La foi dite intellectuelle cesse d’être une forme normale de la vie morale, pour en devenir une altération plus ou moins grave, dès qu’elle se prolonge et se perpétue au delà de l’époque normale du libre examen ; dès que le sujet, par inertie ou par hypocrisie, peut-être par suite, d’une complicité secrète avec l’erreur et en tout cas d’une indifférence plus ou moins avouée pour la vérité, remet à d’autres temps ou à d’autres individus le souci de ces questions, dont la solution, vraie ou fausse, doit décider de son sort éternel. C’est que la vérité, arrachée à la catégorie du bien, a passé dans celle du vrai, et la foi intellectuelle, au lieu d’être moyen et auxiliaire, est devenue sa propre fin à elle-même.

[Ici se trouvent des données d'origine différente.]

PR #32, opened 2016-01-14
Add SoundOnDamageTransition to civilian props

abcdefg30:
Adds `SoundOnDamageTransition` where I found it.
rules.ini:
```
DamageSound=BuildingMetalDamaged
DieSound=BuildingMetalDamaged
```
and sound.ini:
```
[BuildingMetalDamaged]
Sounds=bmetdama bmetdamb bmetdamc
```

For some reason (the explosion sounds?) some of them only had `DamageSound` defined, so I kept it that way. In addition I did some cleanup and removed some values that are already inherited (see https://github.com/OpenRA/ra2/pull/20#discussion_r49741770).

Follow-up of #20.

### DIFF
--- a/rules/civilian-props.yaml
+++ b/rules/civilian-props.yaml
@@ -1,9 +1,5 @@
 camisc01:
 	Inherits: ^CivBuilding
-	Selectable:
-	Building:
-		Footprint: x
-		Dimensions: 1, 1
 	Tooltip:
 		Name: Barrels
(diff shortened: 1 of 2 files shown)


Mailaender:
Can't you just inherit this from the defaults?

abcdefg30:
Most of the civilian builings don't want those sounds. But I added them to `^Flag`.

Mais la vérité religieuse et morale, ainsi traitée, retenue dans l’ordre intellectuel, convertie en dogme, congelée et pétrifiée dans l’intelligence, se venge en se rétrécissant, en se détériorant, on se faussant toujours davantage dans ces mains infidèles. La foi qui ne sait plus que savoir ne tardera pas à dénaturer cet objet même qui n’était pas fait pour être su, et elle perdra ainsi, dans cette falsification de l’objet qu’elle était censée posséder, la seule raison d’être qui parût lui rester encore.

Redemandez donc au sujet, au terme de cette longue période d’inactivité, cette vérité qui lui a été confiée : c’est elle et ce n’est plus elle. Elle a conservé sa forme, ses moules, son schématisme logique ; elle a perdu sa fraîcheur, sa substance, sa vitalité, en perdant son emploi ; l’activité intellectuelle qui la relient encore n’est plus que la ματαιότης τοῦ νοός, la science qui enfle, et c’est ici qu’en matière religieuse en général et en matière théologique en particulier, se vérifie l’adage : Optimi corruptio pessima.

Cette évolution, de la foi vivante des générations de réveil à la foi intellectuelle et formaliste, et de celle-ci à la négation et à l’incrédulité déclarées, s’est reproduite plus d’une fois dans l’histoire de l’Eglise, sur des théâtres plus ou moins étendus. A l’héroïsme des temps des apôtres et des martyrs succéda l’intellectualisme des siècles des grands conciles, puis la scolastique du moyen-âge, qui engendra l’incrédulité de la Renaissance. A la Réformation du XVIme siècle succédèrent la sophistique et la scolastique orthodoxe du XVIIme siècle et l’incrédulité du XVIIIme. Nous-mêmes, nous avons vu le Réveil de 1820 à 1830 dégénérer dans un dogmatisme autoritaire et absolu, auquel nous sommes certainement redevables en partie de la réaction du christianisme libéral qui nous environne et nous envahit.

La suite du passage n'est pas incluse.